Esercizio parzialmente svolto in maniera corretta 

5 punti 

Esercizio svolto in maniera corretta 

La valutazione della due domande a risposta aperta avverrà sulla base dei seguenti criteri: capacità di apprendimento e livello di approfondimento degli argomenti trattati, proprietà di sintesi e esposizione, e capacità di ragionamento dello studente.

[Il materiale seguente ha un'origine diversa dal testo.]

PR #7325, opened 2021-10-15
Fix for entropy encoder buffer overflow

shahor02:
This is a least invasive and tested locally fix, need to be deployed on EPNs since currently hight-rate EMCAL CTFs are mostly corrupted. More flexible but complex solution will be pushed later with full check.


shahor02:
merging to have it in the nightly, tested locally

PR #7331, opened 2021-10-16
Prepend MCH local config and debug options by mch- to avoid conflict

shahor02:
DPL workflow building fails if the local device option has the same name as the global option of (any) workflow.
This is a quick fix until this unnecessary conflict will be resolved

@aphecetche merging this since otherwise it is impossible to have a workflow including MCH reconstruction and any QC at the same time (needed for Sunday's TED shots)


aphecetche:
@shahor02 I understand this is just temporary, right ? Is there a JIRA ticket or something where a proper fix is being followed-up ?

shahor02:
@aphecetche theoretically it is temporary, but the problem exists since ever and we tacitly avoid using generic names like `config` or `debug` in particular workflows. As far as I know, there is no currently work ongoing to solve this, so no jira...
But this is indeed very annoying, should be resolved.

PR #7338, opened 2021-10-17
DPL GUI: make some progress towards remote gui integration

ktf:


ktf:
Compiles and not really active yet. Merging.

La relativa votazione segue il seguente schema: 

0 punti 

Conoscenza e comprensione argomento: Importanti carenze. Significative imprecisioni 

Capacità di analisi e sintesi: Irrilevanti. Frequenti generalizzazioni. Incapacità di sintesi 

Utilizzo di referenze: Completamente inappropriato 

1 punto 

Conoscenza e comprensione argomento: A livello soglia. Imperfezioni evidenti 

Capacità di analisi e sintesi: Capacità appena sufficienti 

Utilizzo di referenze: Appena appropriato 

2 punti 

Conoscenza e comprensione argomento: Conoscenza routinaria 

Capacità di analisi e sintesi: E’ in grado di analisi e sintesi corrette. Argomenta in modo logico e coerente 

Utilizzo di referenze: Utilizza le referenze standard 

3 punti 

Conoscenza e comprensione argomento: Conoscenza buona 

Capacità di analisi e sintesi: Ha capacità di analisi e di sintesi buone. Gli argomenti sono espressi coerentemente 

Utilizzo di referenze: Utilizza le referenze standard 

4 punti 

Conoscenza e comprensione argomento: Conoscenza più che buona 

Capacità di analisi e sintesi: Ha notevoli capacità di analisi e di sintesi 

Utilizzo di referenze: Ha approfondito gli argomenti 

5 o 6 punti 

Conoscenza e comprensione argomento: Conoscenza ottima 

Capacità di analisi e sintesi: Ha notevoli capacità di analisi e di sintesi. 

Utilizzo di referenze: Importanti approfondimenti.

Esempi di domande e/o esercizi frequenti

1. Descrivere una delle tecniche riportate in programma; 2. Disegnare i primers che consentono l'amplificazione di un DNA target; 3. Identificare i frammenti di DNA derivanti da un esperimento di digestione enzimatica con enzimi di restrizione.